WOMAN: 'Police have now named the
victim of this morning's hit-and-run
'as 48-year-old Steven Murray.
'Murray remains in a critical
condition in hospital,
'and police are continuing
to appeal for witnesses.
'As they look to examine
'CCTV footage from the area
around the incident,
'our reporter
Shauna Williamson spoke
'to DS Marshall,
who is investigating the case.'
DS MARSHALL: 'We would like to
appeal to anyone who might have seen
'anything suspicious this morning
to come forward.
'We know it was the early hours
of the morning, but the incident
'took place on West Derby Road,
which is a busy thoroughfare,
'and we are very confident
somebody will have seen something.
'This was
a particularly nasty incident,
'in which the victim
was left lying in the street
'with life-threatening injuries.
'It's imperative
we find the person responsible
'for this callous
and cowardly attack
'and bring them before the court,
'before they commit
any further offence.'
'So, the victim of the hit-and-run
'was Steven Murray,
'he's got a list of convictions
the length of my arm.
'He's been done
for selling class A drugs,
'he's been done for fraud,
deception, burglary,
'and assault -
no less than three times.
'That's right, folks, you
heard me correctly - three times!
'So I think we can safely say
that our friend Mr Murray
'has been something of a menace
to society.'
But even so, are there ever any
circumstances when it's acceptable
to take the law into your own hands
and to meet out justice?
I mean, you know,
we're all capable of losing it.
'Myself as much as the next person,
'but but surely
it can never be justified?
'Eddie, my friend,
you are on Night Talk.
'What's on your mind, mate?
EDDIE: 'Rat, lad!
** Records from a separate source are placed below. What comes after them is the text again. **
PR #598, opened 2023-12-14
fix: missing Gyro type and data

gmbronco:
Some Gyro pools were added without a poolType and Gyro data. This PR assigns a proper type and upserts missing data on a pool syncing action.

### DIFF
--- a/modules/pool/lib/pool-creator.service.ts
+++ b/modules/pool/lib/pool-creator.service.ts
@@ -30,43 +30,72 @@ export class PoolCreatorService {
         for (const subgraphPool of sortedSubgraphPools) {
             console.log(`Syncing pool ${counter} of ${sortedSubgraphPools.length}`);
             counter = counter + 1;
-            const existsInDb = !!existingPools.find((pool) => pool.id === subgraphPool.id);
+            const pool = existingPools.find((pool) => pool.id === subgraphPool.id);
+            const existsInDb = !!pool;
 
             if (!existsInDb) {
                 await this.createPoolRecord(subgraphPool, blockNumber);
 
                 poolIds.push(subgraphPool.id);
             } else if (subgraphPool.poolType?.includes('Gyro')) {
-                await prisma.prismaPool.update({
-                    data: {
-                        gyroData: {
-                            update: {
-                                id: subgraphPool.id,
-                                alpha: subgraphPool.alpha || '',
-                                beta: subgraphPool.beta || '',
-                                sqrtAlpha: subgraphPool.sqrtAlpha || '',
-                                sqrtBeta: subgraphPool.sqrtBeta || '',
-                                root3Alpha: subgraphPool.root3Alpha || '',
-                                c: subgraphPool.c || '',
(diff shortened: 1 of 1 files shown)


modules/pool/lib/pool-creator.service.ts
```diff
@@ -30,44 +30,73 @@ export class PoolCreatorService {
...
             counter = counter + 1;
-            const existsInDb = !!existingPools.find((pool) => pool.id === subgraphPool.id);
+            const pool = existingPools.find((pool) => pool.id === subgraphPool.id);
+            const existsInDb = !!pool;
 
             if (!existsInDb) {
                 await this.createPoolRecord(subgraphPool, blockNumber);
 
                 poolIds.push(subgraphPool.id);
             } else if (subgraphPool.poolType?.includes('Gyro')) {
```
franzns, line 40: Instead of doing this, we should either handle that type update in the separate `reloadPoolTypes` mutation OR we change this `syncAllPoolsFromSubgraph` function that it would do all the updating (also versions, nested tokens, token indexes, etc)

franzns: The intention of this method is to only add new pools from subgraph that didnt make it into the DB via the `syncNewPoolsFromSubgraph` mutation. 
Maybe we should add an `syncAllPoolData` mutation that does all the re-syncing of versions, types, etc.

And d'you know
what, that Ste Murray is a rat.
'And I bet
the rest of his family are rats.
'And d'you know what,
the only way to deal with rats is
'to exterminate them before they
bring any more rats into the world.'
Right! Well, you know,
thanks for that nugget, Eddie.
Er, Sue?
SUE: 'Lawrence,
I'm afraid I don't think
'we're gonna see eye to eye
on this one.
'Yeah, and why's that, Sue?
'Because people are fed up with
the Ste Murrays of the world.
'Oh, Sue, isn't he
the actual victim in all of this?
'Oh, don't make me laugh!
'Well, he is in hospital
on life support.
'And that's not really
a laughing matter, is it, Sue?
'But what if Ste Murray hurt
someone close to you, Lawrence?
'Your daughter or your wife?
How would you feel?
'I hear what you're saying, Sue.'
'I'm not sure you do, Lawrence.'
Oh? Come on, Sue, I mean,
two wrongs, they don't make a right.
'No, we'll just have
to agree to disagree.
'Ok, Sue, well, thanks for that.
'You look after yourself,
and give my love to Kenny.'
'Ah, thanks, love.'
'Sam from Speke,
you're on the line.'
SAM: 'All right, Lawro,
so, are you saying
'it wouldn't be acceptable
to take out a terrorist, then?'
Yeah, that's different, mate.
Isn't it?
If there's a clear
and present danger, then certainly.
'Well, you're tryna tell me
this Murray fella
'wasn't a danger to life.
'That he's never been off his head
when driving?
'That he's not been tooled up
when breaking into people's houses?
'That he hasn't gone on a night out
carrying a knife?
'You tell me
how that's any different, go on.
'Go on.'
And you're saying
that makes him fair game, yeah?
'Too bloody right it does, yeah.'
I suppose, you know,
when you put it like that, mate,
it's hard to argue, isn't it?
'Whether it'd stand up in a court
of law, I'm not so certain, mate.'
'Well, that's up to the court,
As for the court of Night Talk,
you the jury have delivered
your verdict loud and very clear
in the matter of the hit-and-run
case of Mr Stephen Murray.
Case is dismissed.
All right, Rob?
Oh, hello.
Rosa in work?
Yeah, yeah, she's upstairs.
Although she probably shouldn't be.
Er, why?
Because some nutter ran over her ex
and then just drove off.
Fuck right off.
Mate, what the fucking hell
is wrong with you?
Ey, I warned you, didn't I,
to stay out of it.
I don't know
what you're talking about.
Yeah, OK, fuck off, fuck off.
You what?
OK, where's your cab?
It wasn't running too smoothly,
I thought it might cut out.
I think it needs a new cam belt.
Yeah, of course it does, yeah.
Do you know anyone who can sort it?
I need it done fast.
Mm-hm, I bet you do.
Do you know anyone?
Why would I want dragging
into your shit, hm?
It goes no further. Promise.
Please, mate.
There's a place
just off the dock road.
It's called Paddy's Autos,
it's on Regents Street, OK?
Now, it's
it's run by a bunch of rough arses,
but, er,
they'll do a decent enough job.
No, no.
This. I don't want nothing else
to do with this.
D'you hear me?
One of the other drivers
told me about Ste.
I mean, what happened?
Someone knocked him over
and left him lying in the road.
Jesus H.
He's in hospital. In a coma.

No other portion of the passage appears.